Ch. 2 and exer. 2.1-2.5

**Project Topics**: (pick
any two to submit by end of semester … topics will be added as we go)

#1 Make three dimensional visual illustrations for the
surface interpretation, including 2^{nd} and 3^{rd} moments and
the relation of e(d), e^{2}(d), and e^{3}(d) to E[X], E[X^{2}],
E[X^{3}], E[X_{^}d], E[(X_{^}d)^{2}], and E[(X_{^}d)^{3}].

#2 See handout on L_{X}(u)=E[x_{^}u] with a
series of questions

#3 Prove Faa’s Formula

#4 Work out the formulas and properties for an alternative version of the exponential (gamma) and log-logistic (beta) families of distributions using the alternative moment-shifting concept that defines the moment-shifted density in terms of the original decumulative distribution function.

#5 Try to work out summation formulas (or something to
replace them) for the (original definition) moment-shifted S_{X}(x). Try to leave a CTM term in the resulting
formula.

#6 Work out the definitions and properties of an “inverse logistic” and “reciprocal inverse logistic” family of distributions, analogous to the “inverse Gaussian” and “reciprocal inverse Gaussian”.

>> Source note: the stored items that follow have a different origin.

PR #31153, opened 2026-08-07
Fixes #31152: emit Snowflake Sink lineage in the KafkaConnect connector

### LINKED ISSUE #31152: KafkaConnect: Snowflake Sink connectors produce no lineage
## Describe the bug

The `kafkaconnect` connector emits **no lineage at all** for Snowflake Sink connectors (both Confluent Cloud fully-managed `SnowflakeSink` and self-managed `SnowflakeSinkConnector`), in every realistic configuration.

Two independent defects stack:

**1. No datasets are emitted.** The Snowflake Sink derives its target table from the topic name; no config key names the table directly unless `snowflake.topic2table.map` is set. The generic key-list dataset parsing therefore matches nothing, `found_values["table"]` is never set, and zero datasets are produced — so nothing downstream ever runs. When `snowflake.topic2table.map` *is* set, the parser keeps only the table side of each pair and discards the topic side, after which topic/table pairing degrades to positional index plus name equality — which fails by construction, since renaming is the whole point of the map.

**2. The Snowflake service cannot be resolved.** `CONNECTOR_CLASS_TO_SERVICE_TYPE` and `SERVICE_TYPE_HOSTNAME_KEYS` have no Snowflake entry, so `snowflake.url.name` cannot be matched to an OpenMetadata Snowflake service. The fallback builds a literal `"*.DB.SCHEMA.TABLE"` FQN that always 404s. Additionally, hostname matching probes only `hostPort`/`host`, and `SnowflakeConnection` has neither — it exposes `account` — so even with the constants added, matching cannot succeed without also teaching the probe about account-style identifiers.

Net effect: `lineageInformation.dbServiceNames` is effectively mandatory and undocumented, and even setting it does not help, because defect 1 means no dataset is ever produced.

## To Reproduce

1. Create a Confluent Cloud fully-managed Snowflake Sink with `input.data.format: AVRO`, `snowflake.enable.schematization: true`, one topic per table, and **no** `snowflake.topic2table.map` (the common 1:1 case).
2. Ingest the Kafka messaging service (with Schema Registry credentials) and the Snowflake database service into OpenMetadata.
3. Create a KafkaConnect pipeline service pointed at `https://api.confluent.cloud/connect/v1/environments/{env-id}/clusters/{lkc-id}` with a Cloud API key.
4. Run metadata ingestion.

**Expected:** `Topic → Pipeline → Snowflake Table` lineage, with column-level detail.
**Actual:** no lineage edges. Logs show `0 datasets` parsed and `connector.class 'SnowflakeSink' -> service type mapping: None`.

## Additional context

- The managed plugin reports `connector.class` as the **short** plugin name `SnowflakeSink`, not a Java FQCN — so registering only an FQCN-derived name misses every managed connector.
- The Confluent Cloud Connect v1 API **omits defaulted properties** entirely, so `snowflake.enable.schematization` and `snowflake.ingestion.method` are frequently absent. Resolution logic must not branch on their presence.
- Snowflake sanitises topic names that are not valid identifiers, appending `abs(javaStringHashCode(topic))` — e.g. topic `om-lineage-test` lands in table `OM_LINEAGE_TEST_702890019`.
- Snowflake schematization creates one column per **top-level** Avro field, uppercased; a nested record becomes a single `VARIANT` column rather than being flattened. Underscore-joined columns come only from a `Flatten` SMT.

ulixius9:
### Describe your changes:

Fixes #31152

I worked on making the `kafkaconnect` connector emit `Topic → Pipeline → Snowflake Table` lineage, with column-level detail, for Snowflake Sink connectors — because today it emits **nothing** in every realistic configuration. Two defects stacked: the Snowflake Sink derives its table from the topic name, so the generic key-list parser matched no table key and produced zero datasets (and when `snowflake.topic2table.map` *was* set, the topic side of each pair was discarded and pairing degraded to positional index plus name equality, which fails by construction); and the Snowflake service could not be resolved at all, because there was no service-type mapping and hostname matching probes only `hostPort`/`host`, which `SnowflakeConnection` does not have. Rather than add another branch to an already `# noqa: C901` function, I introduced a connector-class-keyed sink resolver registry, moved the existing key-list logic into a `DefaultResolver` verbatim, and gave Snowflake its own resolver.

#
### Type of change:
- [x] Bug fix

#
### High-level design:

**Architecture.** New `ingestion/src/metadata/ingestion/source/pipeline/kafkaconnect/sinks/` package:

- `base.py` — `SinkDatasetResolver` ABC (`resolve_datasets` / `match_topic` / `column_mappings`), a `sink_resolver_registry` built on the repo's shared `enum_register()` primitive, `get_resolver()`, and `DefaultResolver`.
- `snowflake.py` — `java_string_hashcode()`, `snowflake_table_name()`, and `SnowflakeSinkResolver`, registered under **both** `SnowflakeSink` (the Confluent Cloud managed short plugin name) and `SnowflakeSinkConnector` (self-managed). Registering only one silently falls back to the default resolver with no error.

`metadata.py` now delegates instead of branching inline, so it **shrinks**. This follows the Factory/Registry pattern already documented in `docs/design-patterns.md`, and keeps connector-specific logic out of shared code — `metadata.py` contains zero occurrences of the string "snowflake"; all Snowflake knowledge lives in `constants.py` and `sinks/`.

**`DefaultResolver` is a verbatim move, which is what makes this safe.** Debezium/CDC, JDBC, and S3/GCS/Azure storage sinks all depend on that logic. It was differentially fuzzed against the original across 6,701 cases (6,365 `resolve_datasets` configs + 336 `match_topic` cases) with zero divergence in return values *or* logger call sequences. The pre-existing 1,586-line `test_kafkaconnect.py` passes untouched at every commit.

**Two model fields carry the fix** (`models.py`, hand-written Pydantic — not schema-generated, so no `make generate` is owed):
- `source_topic` — the topic↔table pairing was previously thrown away at parse time and guessed back positionally. Carrying it makes `match_topic` an O(1) exact lookup and deletes the guessing.
- `fully_qualified` — needed because `get_dataset_entity`'s Priority 1 hardcoded `database_name=None, schema_name=dataset.database`. That shape is CDC-specific (for Debezium, `database` holds `topic.prefix`, a logical server name, not a real database). A naive generalisation such as `database if schema else None` silently breaks Debezium configured with `table.include.list = inventory.orders`, so the resolver declares qualification explicitly instead and the 4-part FQN is built only for datasets that opt in.

**Service resolution** adds `SERVICE_CONNECTION_HOST_ATTRIBUTES` and `SERVICE_TYPE_HOST_DOMAIN_SUFFIXES` as data in `constants.py`, so hostname matching can also probe `account` and strip a service-type-keyed domain suffix. This is what lets `snowflake.url.name` match a real Snowflake service and makes `dbServiceNames` genuinely optional.

**Alternatives rejected.** Inlining the Snowflake special case was cheaper but the generic key-list machinery cannot express "derive the table from `topics` when no mapping key exists", and every sink added that way makes the next harder. A dedicated Confluent Cloud connector was rejected outright — it would fork ~2,800 lines of topic resolution, service matching, and lineage plumbing for one sink type, and Confluent Cloud is already a first-class path in the existing client.

**Backward compatibility.** Both new model fields default to preserving current behaviour, and no existing construction site passes either. `DefaultResolver` applies to every connector class without a dedicated resolver, so non-Snowflake paths are unchanged. `SnowflakeSinkResolver` is a strict superset of `DefaultResolver`: it accepts the `snowflake.database`/`snowflake.schema` variation keys and falls back to `DefaultResolver` when no topics are discoverable, so self-managed sinks cannot lose lineage they had.

**Deliberately out of scope:** migrating the storage-sink branch into the registry (drags S3/GCS/Azure regression risk into a customer-facing fix), and `ReplaceField` SMT support.

**One behaviour change does reach the storage-sink path, and it is intentional.** Sink topic discovery is now unified in `_search_topics_by_patterns`, which matches `topics.regex` with `pattern.fullmatch()`; the old `_search_topics_by_regex` used `pattern.match()`, a prefix match. Kafka subscribes a pattern with `Pattern.matcher(topic).matches()` — a full match — so the prefix behaviour was discovering topics the connector is not subscribed to and emitting lineage for them: `topics.regex=orders` claimed `orders_v1` and `orders_v2`. S3/GCS/Azure sinks route through this same call, so **an existing storage-sink config that relied on the prefix match will now discover fewer topics**. The lineage it loses is lineage that was wrong, but the change is visible, so it is called out here rather than left to be discovered. Restricting the full match to the new sink path was considered and rejected: it would preserve the defect on the path that has more users.

#
#### Use cases covered
- Confluent Cloud managed Snowflake Sink, one topic per table, **no** `snowflake.topic2table.map` → one dataset per topic, table name derived from the topic
- Topic name that is not a valid Snowflake identifier → sanitised and suffixed with `abs(javaStringHashCode(topic))` (`om-lineage-test` → `OM_LINEAGE_TEST_702890019`)
- `snowflake.topic2table.map` with renaming, including a **partial** map where some topics are mapped and others derive
- `snowflake.topic2table.map` regex keys, `$1`/`${1}` replacement under `snowflake.topic2table.map.regex.replacement`, double-quoted identifiers (including ones containing `,` and `:`), and literal keys whose dots must *not* act as wildcards
- `SnowflakeStreamingSinkConnector` and its `snowflake.compatibility.enable.*` flags for autogenerated table names and column-identifier normalisation
- Nullable Avro arrays (`UNION<null,ARRAY<…>>`) treated as leaf columns, and Avro records whose producer omits the named-record wrapper
- Snowflake service resolved from `snowflake.url.name` with `lineageInformation.dbServiceNames` left empty
- Column-level lineage for flat Avro and for nested Avro (nested record → one `VARIANT` column; `RECORD_METADATA` correctly yields no edge)
- `Flatten` SMT configured → nested leaf paths mapped to flattened columns with the configured delimiter
- Debezium/CDC and JDBC sinks unchanged

#### Unit tests
- Files added: `ingestion/tests/unit/topology/pipeline/test_kafkaconnect_snowflake_sink.py` (2,181 lines)
- **249 passing** across `test_kafkaconnect_snowflake_sink.py`, `test_kafkaconnect.py`, `test_kafkaconnect_service_discovery.py`, and `tests/unit/source/pipeline/test_kafkaconnect.py`.
- Coverage on new/changed files (`--cov=metadata.ingestion.source.pipeline.kafkaconnect`): **`sinks/snowflake.py` 94%**, **`sinks/base.py` 93%**, `constants.py` 100%, `models.py` 96%, `client.py` 70%, `metadata.py` 81% (large pre-existing file), overall 83%.
- Tests were **mutation-tested** rather than assumed. Several vacuous assertions were found and fixed this way — including a CDC regression guard that passed even with the `fully_qualified` gate removed entirely, and a "column lineage" suite in which an early `return None` inside `build_column_lineage` killed zero tests. Assertions now target `fqn.build`'s keyword arguments and real `ColumnLineage` edges.

Covered by the unit suite above plus the live end-to-end run below. Fixtures are captured verbatim from a real Confluent Cloud `GET /connectors/{name}` response and a real `DESC TABLE`, including their quirks (a leading space in `snowflake.url.name`, masked-not-omitted secrets, and defaulted properties absent from the response).

#### Playwright (UI) tests

#### Manual testing performed
Verified end-to-end against **live** Confluent Cloud and Snowflake, not only unit tests:

1. Created three Confluent Cloud Datagen sources (flat Avro, nested Avro with an `address` record, and a hyphenated topic name) plus a managed Snowflake Sink with `input.data.format: AVRO`, `SNOWPIPE_STREAMING`, `snowflake.enable.schematization: true`, and no `topic2table.map`.
2. Ingested the Kafka messaging service with Schema Registry credentials (6 topics with Avro schemas) and the Snowflake service.
3. Created a KafkaConnect pipeline service against the Connect v1 endpoint and ran metadata ingestion, with **`lineageInformation.dbServiceNames` left empty**.
4. Confirmed via `GET /api/v1/lineage/getLineage` that all three tables have `Topic → Pipeline → Table` edges with column-level detail:
   - `order_events_flat → ORDER_EVENTS_FLAT` — 6 column edges
   - `order_events_nested → ORDER_EVENTS_NESTED` — 4 column edges, `address → ADDRESS` as a single `VARIANT` column
   - `om-lineage-test → OM_LINEAGE_TEST_702890019` — 4 column edges (the hash-derivation path)
5. Confirmed no edge targets `RECORD_METADATA`, and that the Snowflake service resolved purely by matching `snowflake.url.name` against the service's `account`.

#

Not applicable.

#
### Checklist:
- [x] For JSON Schema changes: not applicable — the changed models are hand-written Pydantic in the connector package, not generated from `openmetadata-spec/`, so no regeneration or migration is owed.

<h2><a href="https://app.greptile.com/api/retrigger?id=51070538"><picture><source media="(prefers-color-scheme: dark)" srcset="https://greptile-static-assets.s3.amazonaws.com/badges/RetriggerDark.svg?v=2"><source media="(prefers-color-scheme: light)" srcset="https://greptile-static-assets.s3.amazonaws.com/badges/Retrigger.svg?v=2">Retrigger</picture></a>Confidence Score: 4/5</h2>

The PR is not yet safe to merge because Snowflake table derivation still disagrees with Java for non-BMP topic names and the Integer.MIN_VALUE hash edge case.

<h2>Findings</h2>

1. P1&nbsp;**Java hash semantics diverge** <a href="https://github.com/open-metadata/OpenMetadata/pull/31153#discussion_r4036762722">▶</a>

This PR adds connector-specific sink resolution so Kafka Connect Snowflake sinks can emit topic-to-pipeline-to-table lineage, including column mappings and Snowflake service discovery.
- Introduces a resolver registry while retaining the historical generic sink behavior as the default.
- Derives Snowflake target tables from topic configuration and explicit topic-to-table mappings.
- Adds qualified target identity and exact topic pairing to lineage resolution.
- Expands nested topic-field handling for column-level lineage.
- Adds extensive Snowflake sink tests and prunes obsolete logging-lint baseline entries.
</details>

```mermaid
flowchart LR
    C[Kafka Connect sink configuration] --> R[Sink resolver registry]
    R -->|Snowflake sink| S[Snowflake sink resolver]
    R -->|Other sink| D[Default resolver]
    S --> T[Resolve subscribed topics]
    S --> M[Derive topic-to-table mapping]
    T --> L[Kafka topic entity]
    M --> F[Qualified Snowflake table lookup]
    L --> P[Kafka Connect pipeline]
    P --> F
    S --> X[Column mappings]
    X --> F
```
</details>

<sub>Reviews (3) · Last reviewed commit: ["chore(kafkaconnect): prune the G004 base..."](https://github.com/open-metadata/openmetadata/commit/2c3bd45d268db29e9a05babfe2ee4e237a8cac5d)</sub>


ingestion/src/metadata/ingestion/source/pipeline/kafkaconnect/sinks/snowflake.py
```diff
@@ -0,0 +1,283 @@
...
+            return datasets
+
+        database = self._first_configured(config, ConnectorConfigKeys.SNOWFLAKE_DATABASE_KEYS)
+        schema = self._first_configured(config, ConnectorConfigKeys.SNOWFLAKE_SCHEMA_KEYS)
+        self._warn_on_partial_qualification(config, database, schema)
+        mapping = self._topic2table_map(config)
+
+        return [
+            KafkaConnectDatasetDetails(
+                table=mapping.get(topic) or snowflake_table_name(topic),
```
IceS2: Can you double check the following?

The two branches of this expression fold case differently: snowflake_table_name() uppercases its result, while mapping.get(topic) returns the configured value verbatim.

That matters because the connector creates the mapped table with an unquoted identifier, so Snowflake stores it uppercased. A map written order_events:orders therefore lands in ORDERS in Snowflake and is ingested into OpenMetadata as ORDERS, but this dataset carries orders — and Priority 1 in get_dataset_entity builds an exact FQN from it, which won't match. The ES pre-search inside fqn.build may recover it, but that's the path this PR was specifically fixing so it shouldn't be load-bearing. 

test_topic2table_map_overrides_derivation uses ORDERS, so a lowercase map value is currently untested. Applying the same folding to mapped values (upper unless explicitly quoted) would make both branches agree.

ingestion/src/metadata/ingestion/source/pipeline/kafkaconnect/sinks/snowflake.py
```diff
@@ -0,0 +1,283 @@
...
+    DefaultResolver,
+    SinkDatasetResolver,
+    sink_resolver_registry,
+)
+from metadata.utils.logger import ingestion_logger
+
+logger = ingestion_logger()
+
+# Snowflake unquoted identifiers: letter or underscore first, then alphanumerics, _ or $.
+VALID_SNOWFLAKE_IDENTIFIER = re.compile(r"^[A-Za-z_][A-Za-z0-9_$]*$")
```
IceS2: This regex is a character looser than the check it's reproducing. The connector's isValidSnowflakeObjectIdentifier is ^([_a-zA-Z]{1}[_$a-zA-Z0-9]+)$ — the + means it requires two or more characters, so a single-character topic is invalid upstream and gets the sanitise-plus-hash treatment.

With * here, topic a is treated as valid and derives table A, where the real connector writes A_97.
Single-character topic names are rare enough that this is cosmetic, but since the whole point of java_string_hashcode is exact upstream parity, matching the regex too seems worth the one character.

ingestion/src/metadata/ingestion/source/pipeline/kafkaconnect/sinks/snowflake.py
```diff
@@ -0,0 +1,476 @@
...
+    if VALID_SNOWFLAKE_IDENTIFIER.match(topic):
+        return topic.upper()
+
+    sanitized = "".join(char if (char.isascii() and char.isalnum()) or char in "_$" else "_" for char in topic)
+    if not re.match(r"^[A-Za-z_]", sanitized):
+        sanitized = f"_{sanitized}"
+    return f"{sanitized.upper()}_{abs(java_string_hashcode(topic))}"
+
+
+class SnowflakeSinkResolver(SinkDatasetResolver):
```
IceS2, line 95: This resolver reimplements Snowflake’s topic2table behavior, so we need to guarantee that it produces the same destination table as the actual connector.

Could you align the implementation with the versioned Snowflake contract and add compatibility tests based on Snowflake’s official resolver tests? . The tests should verify exact matching, regex fallback, numbered/named replacements, quoting/case handling, and no-match fallback.

ingestion/src/metadata/ingestion/source/pipeline/kafkaconnect/metadata.py
```diff
@@ -159,6 +165,16 @@ def _extract_hostname(self, host_string: str) -> str:
...
+    def _strip_domain_suffix(host: str, domain_suffixes: List[str]) -> str:  # noqa: UP006
+        """
+        Drop a known domain suffix so a bare host and its fully qualified form compare equal.
+        """
+        for suffix in domain_suffixes:
+            if host.endswith(suffix):
+                return host[: -len(suffix)]
+        return host
+
     def find_database_service_by_hostname(self, service_type: str, hostname: str) -> Optional[str]:  # noqa: UP045
```
IceS2, line 178: Multiple OpenMetadata services can share the same hostname, no? 🤔

harshsoni2024 (approved):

#7 Work out a family of distributions based on transformations of the lognormal, analogous to the transformed beta family that was based on the loglogistic.

#8 Prove that the negative binomial is like a Poisson with contagion; i.e. prove that the negative binomial (r, β) gives the number of events in unit time if the number of events in infinitesimal time dt, conditional on exactly m events having occurred from time 0 to time t, is dt(rβ)((1+m/r)/(1+βt)). Try to make a similar interpretation of the binomial distribution.

#9 Show (using probability generating functions) that a mixed Poisson distribution with infinitely divisible mixing distribution is also a compound Poisson, and give two specific examples of the phenomenon.

#10 Prove the Panjer recursion formula for an (a,b,1) primary distribution using Faa’s formula.

#11 Develop an approximation formula (based on the surface
interpretation) for E[(S-(j+1)*h)_{+}^{k}] in terms of
E[(S-j*h)_{+}^{k}] for k=2 and 3 that would apply in general,
whether or not S has been discretized.
Write down the more simplified recursion formula this gives when S has
been discretized.

#12 Make up examples using both a compound Poisson and a
compound Negative Binomial process (and pick one or more severity distributions
to give yourself examples) and study how much, if any, difference there is in
your approximation for the upper limit exp(-R^{~}u) on the discretely
observed ruin probability ψ^{~}(u) if you use a third order
approximation for the adjustment coefficient R^{~} rather than the
second order approximation that is usually used. In other words, quantify the contribution of
skewness in the severity to an estimate for the upper limit of the ruin
probability.

#13 Develop the logic and formulas for a compound negative
binomial process in the continuously observed collective risk ruin model. Point out the most significant departures
from the conclusions of the corresponding compound Poisson process.